## EXERCISE DETAILS
Go over the listing below line by line, and return each one holding the string "after".

## EXERCISE MATERIALS

PR #637, opened 2015-04-27
Dino catalog

schwerdt:
I fixed the user input to give a menu of options. I also changed the code so that I loop over all possible filters and filter the list as I go (to avoid building up a string of filters and then using the eval statement). I left the user_input class because I like how the setters shortened my parsing of the user input (to have the variable be nil unless I get a response that is meaningful). Is there a way to do that without a using a class?


dino_catalog/main.rb
```diff
@@ -0,0 +1,17 @@
+require_relative './data_reader.rb'
+require_relative './user_input.rb'
```
paulh16: Take a look at whether these needs to be `require_relative`. If you refer to `./file_name`, you should be able to use `require` instead.

dino_catalog/main.rb
```diff
@@ -0,0 +1,17 @@
...
+
+# If you want to run your own queries, you just need
+# to get the dino_filter object.
+dino_filter = DataReader.new('dino_csv_list').dino_filter
+
+user_input = UserInput.new
+user_input.query_user
+
+dino_summary =  user_input.perform_user_query(dino_filter)
```
paulh16: Consider structuring the `perform_user_query` to return nil if there are no dinos after filtering. Then you can structure the method below as:

```
if dino_summary.length > 0
  puts dino_summary
else
  puts "No dinos remain after filtering."
end
```

dino_catalog/data_reader.rb
```diff
@@ -0,0 +1,47 @@
...
+  def read_data(csv_files)  # csv_files = file containing list of csv filenames
+    dino_objects = []
+
+    # Each row in csv file is a separate dino object
+    CSV.foreach(csv_files) do |new_file|
+      filename = new_file[0]
+      dino_data = CSV.read(filename, headers: true, header_converters: lambda { |h| translate_header(h) })
+      dino_data.each do |row|
+        new_dino = Dino.new(row.to_hash)
+        dino_objects.push(new_dino)
```
paulh16: Consider using `dino_objects` << new_dino`

dino_catalog/data_reader.rb
```diff
@@ -0,0 +1,47 @@
...
+
+  def read_data(csv_files)  # csv_files = file containing list of csv filenames
+    dino_objects = []
+
+    # Each row in csv file is a separate dino object
+    CSV.foreach(csv_files) do |new_file|
+      filename = new_file[0]
+      dino_data = CSV.read(filename, headers: true, header_converters: lambda { |h| translate_header(h) })
+      dino_data.each do |row|
+        new_dino = Dino.new(row.to_hash)
```
paulh16: I'd prefer to have the desired object placed in the `Dino.new` method instead of calling `to_hash` here. In other words, convert `row` to a hash before creating a Dino.

dino_catalog/data_reader.rb
```diff
@@ -0,0 +1,47 @@
...
+    diet: :diet,
+    weight_in_lbs: :weight,
+    description: :description,
+  }
+
+  def initialize(csv_files)
+    read_data(csv_files)
+  end
+
+  def read_data(csv_files)  # csv_files = file containing list of csv filenames
```
paulh16: Consider making `read_data` and `translate_header` private methods.

paulh16: Is there an opportunity to extract a method to make sure the method does one thing? This method is rather long and doing several things.

dino_catalog/data_reader.rb
djkotowski: Prefer using `#map` here.

dino_catalog/data_reader.rb
```diff
@@ -0,0 +1,47 @@
...
+        new_dino = Dino.new(row.to_hash)
+        dino_objects.push(new_dino)
+      end
+    end
+    # Create DinoFilters object so that methods in dino_filters can be used
+    @dino_filter = DinoFilters.new(dino_objects)
+  end
+
+  def translate_header(header_name)
+    unless TRANSLATE[header_name.downcase.to_sym]
```
djkotowski: Take a look at `Hash#fetch` for this check.

dino_catalog/data_reader.rb
```diff
@@ -0,0 +1,47 @@
...
+  def initialize(csv_files)
+    read_data(csv_files)
+  end
+
+  def read_data(csv_files)  # csv_files = file containing list of csv filenames
+    dino_objects = []
+
+    # Each row in csv file is a separate dino object
+    CSV.foreach(csv_files) do |new_file|
+      filename = new_file[0]
```
djkotowski: This confuses me.  What are the contents of `new_file`?  Retrieving a filename from the first element of an array doesn't make sense to me.

dino_catalog/dino.rb
```diff
@@ -0,0 +1,62 @@
...
+    # Each instance variable in Dino is a key in the dino_data dictionary.
+    dino_data.each do |attribute, value|
+      instance_variable_set("@#{attribute}", value)
+    end
+
+    # Some instance fields need special treatment
+    @continent ||= 'Africa'
+
+    @diet = 'Carnivore' if @diet == 'Yes'
+    @diet = 'Not carnivore' if @diet == 'No'
```
djkotowski: Herbivore

dino_catalog/user_input.rb
```diff
@@ -0,0 +1,74 @@
...
+    end
+    dino_filters.summarize_list
+  end
+
+  def select_filter(var, var_info, dino_filters)
+    return dino_filters.find_bipeds if var == "bipeds"
+    return dino_filters.find_carnivores if var == "carnivores"
+    return dino_filters.find_big_dinos(var_info) if var == "big_dinos"
+    return dino_filters.find_small_dinos(var_info) if var == "small_dinos"
+    return dino_filters.find_dinos_specific_era(var_info) if var == "era"
```
djkotowski: This could be accomplished using a hash to map command with filter.

dino_catalog/dino.rb
```diff
@@ -0,0 +1,62 @@
...
+  attr_reader :description
+
+  def initialize(dino_data)
+    # Each instance variable in Dino is a key in the dino_data dictionary.
+    dino_data.each do |attribute, value|
+      instance_variable_set("@#{attribute}", value)
+    end
+
+    # Some instance fields need special treatment
+    @continent ||= 'Africa'
```
paulh16: Is there a different way to handle this special instance? What is we had another type of continent that required special treatment? This is a code smell.

dino_catalog/dino.rb
```diff
@@ -0,0 +1,62 @@
...
+
+    @diet = 'Carnivore' if @diet == 'Yes'
+    @diet = 'Not carnivore' if @diet == 'No'
+
+    @weight = @weight.to_i unless @weight.nil?
```
paulh16: Instead of `unless @weight.nil?`, you should be able to use `if @weight`.

dino_catalog/dino.rb
```diff
@@ -0,0 +1,62 @@
...
+    dino_values.reject! { |dino_string| dino_string.nil? }
+    dino_values
+  end
+
+  def format_string(attribute, value)
+    return "#{value}  lbs" if attribute == "weight"
+    value
+  end
+
+  def carnivore?
```
paulh16: Nice method

dino_catalog/dino.rb
```diff
@@ -0,0 +1,62 @@
...
+    ["Carnivore", "Insectivore", "Piscivore"].include?(@diet)
+  end
+
+  def small_dino?(weight_cutoff)
```
paulh16: I'm not sure about the logic of this method and `small_dino`. If there is no weight, you are saying `small_dino?` and `big_dino?`, are false. By returning false, you are telling me that the dino is either big or small, but you don't really know for sure. Thus, I don't think this is the best way to handle these two methods.

dino_catalog/dino.rb
paulh16: Instead of placing this line in the `initialize` method, can you extract this into its own, well-named method? Perhaps something like `#set_weight`?

dino_catalog/dino.rb
```diff
@@ -0,0 +1,62 @@
...
+    @continent ||= 'Africa'
+
+    @diet = 'Carnivore' if @diet == 'Yes'
+    @diet = 'Not carnivore' if @diet == 'No'
+
+    @weight = @weight.to_i unless @weight.nil?
+  end
+
+  def summarize_dino
+    dino_values = instance_variables.map do |var|
```
paulh16: Is `var` well named?

dino_catalog/dino.rb
```diff
@@ -0,0 +1,62 @@
...
+      dino_info = instance_variable_get("#{var}")
+      if dino_info
+        attribute = var.to_s.slice(1..-1)
+        "#{attribute} : #{format_string(attribute, dino_info)} \n"
+      end
+    end
+    dino_values.reject! { |dino_string| dino_string.nil? }
```
paulh16: Consider using `#select` if possible. This should work:

`dino_values.select! { |dino_string| dino_string }`

Also, you shouldn't have to return `dino_values` in the next line as line 33 will return `dino_values`after `select` is called on it.

dino_catalog/dino.rb
```diff
@@ -0,0 +1,62 @@
...
+    dino_values
+  end
+
+  def format_string(attribute, value)
```
paulh16: Does this method name clearly convey want the method does?

dino_catalog/dino.rb
```diff
@@ -0,0 +1,62 @@
...
+    @weight && @weight < weight_cutoff
+  end
+
+  def big_dino?(weight_cutoff)
+    @weight && @weight > weight_cutoff
+  end
+
+  def dino_in_era?(era_of_interest)
+    # ignore case of the text in era with /i in regular expression
+    !@era[/#{era_of_interest}/i].nil?
```
paulh16: See if there is a way to simply this method. We can discuss during our pairing session this week.

dino_catalog/user_input.rb
```diff
@@ -0,0 +1,74 @@
+require_relative './dino_filters.rb'
+
+ERAS_IN_DATA = ["Cretaceous (Early and Late)", "Jurassic", "Oxfordian",\
+                "Late Permian", "Triassic"]
+
+class UserInput
+  FILTERS = %w(bipeds carnivores era big_dinos small_dinos)
```
paulh16: Nice use of an alternative way to build an array of strings!

dino_catalog/user_input.rb
```diff
@@ -0,0 +1,74 @@
...
+
+  attr_reader :bipeds
+  attr_reader :carnivores
+  attr_reader :era
+  attr_reader :big_dinos
+  attr_reader :small_dinos
+
+  def query_user
```
paulh16: An important task to do when asking for user data is sanitizing it and ensuring it is proper. What if the user enters nothing, or something that doesn't make sense. Will your code handle that and provide feedback to the user? Something to think about, but not necessary for this exercise.

dino_catalog/dino.rb
djkotowski: I'm fine with reject here, though pass the method as an argument as Hound suggests.

dino_catalog/dino.rb
djkotowski: I think that's exactly what we want here.  We _don't_ really know for sure.

dino_catalog/dino.rb
djkotowski:
```ruby
@era.downcase.include?(era_of_interest.downcase)
```
would do the same thing here

dino_catalog/dino.rb
```diff
@@ -0,0 +1,62 @@
...
+  end
+
+  def biped?
+    @walking_style[/Biped/] == "Biped"
```
djkotowski: `@walking_style.include?("Biped")`

dino_catalog/dino_filters.rb
```diff
@@ -0,0 +1,50 @@
...
+    filtered_list = @dinos.select { |dino| dino.small_dino?(weight_cutoff) }
+    DinoFilters.new(filtered_list)
+  end
+
+  def summarize_list
+    summarized_dinos = []
+    @dinos.each do |dino|
+      summarized_dinos += dino.summarize_dino
+    end
+    summarized_dinos
```
djkotowski: Use `#map` here.

dino_catalog/user_input.rb
```diff
@@ -0,0 +1,74 @@
...
+
+    puts "filter for big dinos (enter the min weight cutoff or leave blank)?"
+    self.big_dinos = gets.chomp
+
+    puts "filter for small dinos (enter the max weight cutoff or leave blank)?"
+    self.small_dinos = gets.chomp
+  end
+
+  def bipeds=(value)
+    @bipeds = true if value =~ /^Y/i # otherise nil
```
paulh16: Consider adding `$` to constrain the end of line for the regex: `/^Y$/`.

dino_catalog/user_input.rb
```diff
@@ -0,0 +1,74 @@
...
+    self.era = gets.chomp
+
+    puts "filter for big dinos (enter the min weight cutoff or leave blank)?"
+    self.big_dinos = gets.chomp
+
+    puts "filter for small dinos (enter the max weight cutoff or leave blank)?"
+    self.small_dinos = gets.chomp
+  end
+
+  def bipeds=(value)
```
paulh16: Consider renaming `value` to something like `input` to be more meaningful.

dino_catalog/user_input.rb
```diff
@@ -0,0 +1,74 @@
...
+  def era=(value)
+    if value =~ /^[1]/
+      ERAS_IN_DATA.each { |option| puts option }
+      value = gets.chomp
+    end
+    @era = value if value =~ /^[A-Z]+/i
+  end
+
+  def big_dinos=(value)
+    @big_dinos = value.to_i if value.to_i != 0
```
paulh16: An alternative idiom to consider is `@big_dinos = value.to_i unless value.zero?`.

dino_catalog/user_input.rb
```diff
@@ -0,0 +1,74 @@
...
+  end
+
+  def small_dinos=(value)
+    @small_dinos = value.to_i if value.to_i != 0
+  end
+
+  def perform_user_query(dino_filters)
+    FILTERS.each do |var|
```
paulh16: Consider renaming `var` and `var_info` to be more meaningful.

dino_catalog/user_input.rb
```diff
@@ -0,0 +1,74 @@
...
+    dino_filters.summarize_list
+  end
+
+  def select_filter(var, var_info, dino_filters)
+    return dino_filters.find_bipeds if var == "bipeds"
+    return dino_filters.find_carnivores if var == "carnivores"
+    return dino_filters.find_big_dinos(var_info) if var == "big_dinos"
+    return dino_filters.find_small_dinos(var_info) if var == "small_dinos"
+    return dino_filters.find_dinos_specific_era(var_info) if var == "era"
+    raise "There was a problem."
```
paulh16: Good job adding an error check.

dino_catalog/dino_filters.rb
```diff
@@ -0,0 +1,50 @@
...
+
+class DinoFilters
+  attr_reader :dinos
+
+  def initialize(input_list)
+    @dinos = input_list
+  end
+
+  def find_bipeds
+    filtered_list = @dinos.select(&:biped?)
```
paulh16: Very nice use of the `&` idiom in the block!

dino_catalog/ChristineREADMEfile
```diff
@@ -0,0 +1,40 @@
+There are two classes in this repository.  One class, Dinos, (in the
```
paulh16: Great job on adding a well-documented `README`!

dino_catalog/data_reader.rb
```diff
@@ -0,0 +1,47 @@
...
+        dino_objects.push(new_dino)
+      end
+    end
+    # Create DinoFilters object so that methods in dino_filters can be used
+    @dino_filter = DinoFilters.new(dino_objects)
+  end
+
+  def translate_header(header_name)
+    unless TRANSLATE[header_name.downcase.to_sym]
+      raise KeyError,  'Ensure CSV headers are in the translate dictionary.'
```
paulh16: Good job thinking about error conditions.

dino_catalog/dino.rb
```diff
@@ -0,0 +1,62 @@
...
+  attr_reader :era
+  attr_reader :continent
+  attr_reader :diet
+  attr_reader :walking_style
+  attr_reader :weight
+  attr_reader :description
+
+  def initialize(dino_data)
+    # Each instance variable in Dino is a key in the dino_data dictionary.
+    dino_data.each do |attribute, value|
```
paulh16: Consider extracting this method. We can do some of these refactorings during our pairing this week.

paulh16: But nice way to set the instance variables.

dino_catalog/dino_filters.rb
```diff
@@ -0,0 +1,50 @@
...
+    DinoFilters.new(filtered_list)
+  end
+
+  def find_carnivores
+    filtered_list = @dinos.select(&:carnivore?)
+    DinoFilters.new(filtered_list)
+  end
+
+  def find_dinos_specific_era(era_of_interest)
+    filtered_list = @dinos.select { |dino| dino.dino_in_era?(era_of_interest) }
```
paulh16: Nice method!

dino_catalog/dino_filters.rb
```diff
@@ -0,0 +1,50 @@
...
+    filtered_list = @dinos.select { |dino| dino.big_dino?(weight_cutoff) }
+    DinoFilters.new(filtered_list)
+  end
+
+  def find_small_dinos(weight_cutoff)
+    filtered_list = @dinos.select { |dino| dino.small_dino?(weight_cutoff) }
+    DinoFilters.new(filtered_list)
+  end
+
+  def summarize_list
```
paulh16: Consider using `inject` when trying to build an object while iterating over a collection. It's a very handy method. Let's do this when we pair.

dino_catalog/dino_filters.rb
schwerdt: Is this because it saves creating a new object in memory each iteration?  I ran this loop printing the object id of summarized_dino using the do loop and get a different object id each iteration.  I tried that again with map.  During the loop, summarized_dinos does not change its object id, but it looks like that is because it is not appended to during the loop.  Is there some temporary variable created that acts like summarized_dino and also is recopied each time something is appended, or am I avoiding recopying by using map?

paulh16: We can delve into this during our pairing session.

paulh16:
Good job overall on this! I liked your use of Ruby's idioms and ability to accept user input, as well as your separation of classes. We will delve into some of the comments during our pairing session.

I recommend this as done, @djkotowski

dino_catalog/dino.rb
djkotowski: Verify that the attribute is valid before setting the variable.

dino_catalog/dino.rb
```diff
@@ -0,0 +1,64 @@
...
+  end
+
+  def dino_in_era?(era_of_interest)
+    # ignore case of the text in era with /i in regular expression
+    #!@era[/#{era_of_interest}/i].nil?
+    @era.downcase.include?(era_of_interest.downcase)
+  end
+
+  def biped?
+    @walking_style[/Biped/] == "Biped"
```
djkotowski: Preferred alternatives:
```ruby
@walking_style.include?("Biped")

!!(@walking_style =~ /Biped/)

!!(@walking_style.match(/Biped/))
```

dino_catalog/dino.rb
```diff
@@ -0,0 +1,64 @@
...
+  def summarize_dino
+    dino_values = instance_variables.map do |dino_attribute|
+      dino_info = instance_variable_get("#{dino_attribute}")
+      if dino_info
+        attribute = dino_attribute.to_s.slice(1..dino_attribute.length)
+        "#{attribute} : #{formatted_string(attribute, dino_info)} \n"
+      end
+    end
+    dino_values.select { |dino_string| dino_string }
+  end
```
djkotowski: Arrowhead code here.  Also, this seems like it is a console output concern, not a concern for Dino.

dino_catalog/dino.rb
```diff
@@ -0,0 +1,64 @@
...
+
+  private
+
+  def formatted_string(attribute, value)
+    return "#{value}  lbs" if attribute == "weight"
+    value
+  end
```
djkotowski: This also seems like an output concern.

dino_catalog/main.rb
```diff
@@ -0,0 +1,19 @@
...
+dino_files = ["dinodex.csv", "african_dinosaur_export.csv"]
+
+dino_filter = DataReader.new(dino_files).dino_filter
+
+user_input = UserInput.new
+user_input.query_user
+
+dino_summary =  user_input.perform_user_query(dino_filter)
+
+if dino_summary.length > 0
```
djkotowski:
```ruby
if dino_summary.any?
```

dino_catalog/user_input.rb
```diff
@@ -0,0 +1,81 @@
+require './dino_filters.rb'
+
+ERAS_IN_DATA = ["Cretaceous (Early and Late)", "Jurassic", "Oxfordian",\
```
djkotowski: Why is this constant outside a class?

dino_catalog/user_input.rb
djkotowski: No need to change this (it will take too much time), but most applications wouldn't ask for filters like this.  In many applications, commands accept flags or arguments identifying what you want filtered.

Possible Example:
```
filter --biped --big --diet=Herbivore
```

dino_catalog/user_input.rb
```diff
@@ -0,0 +1,81 @@
...
+
+    puts "filter for big dinos (enter the min weight cutoff or leave blank)?"
+    self.big_dinos = gets.chomp
+
+    puts "filter for small dinos (enter the max weight cutoff or leave blank)?"
+    self.small_dinos = gets.chomp
+  end
+
+  def bipeds=(input)
+    @bipeds = true if input =~ /^Y/i # otherise nil
```
djkotowski: Why `nil` and not `false`?

dino_catalog/user_input.rb
```diff
@@ -0,0 +1,81 @@
...
+  def era=(input)
+    if input =~ /^[1]/
+      ERAS_IN_DATA.each { |era_option| puts era_option }
+      input = gets.chomp
+    end
+    @era = input if input =~ /^[A-Z]+/i
+  end
+
+  def big_dinos=(input)
+    @big_dinos = input.to_i if input.to_i != 0
```
djkotowski: Prefer
```ruby
@big_dinos = input.to_i unless input.to_i != 0
```

djkotowski:
Good job!  No need to refactor, but definitely take a look at the comments.  Pair with @paulh16 if you get a chance.

dino_catalog/dino_filters.rb
schwerdt: cool thanks!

## SOLUTION FOR THIS PROBLEM
paulh16: Consider structuring the `perform_user_query` to return nil if there are no dinos after filtering. Then you can structure the method below as:
  puts "No dinos remain after filtering."
Also, you shouldn't have to return `dino_values` in the next line as line 33 will return `dino_values`after `select` is called on it.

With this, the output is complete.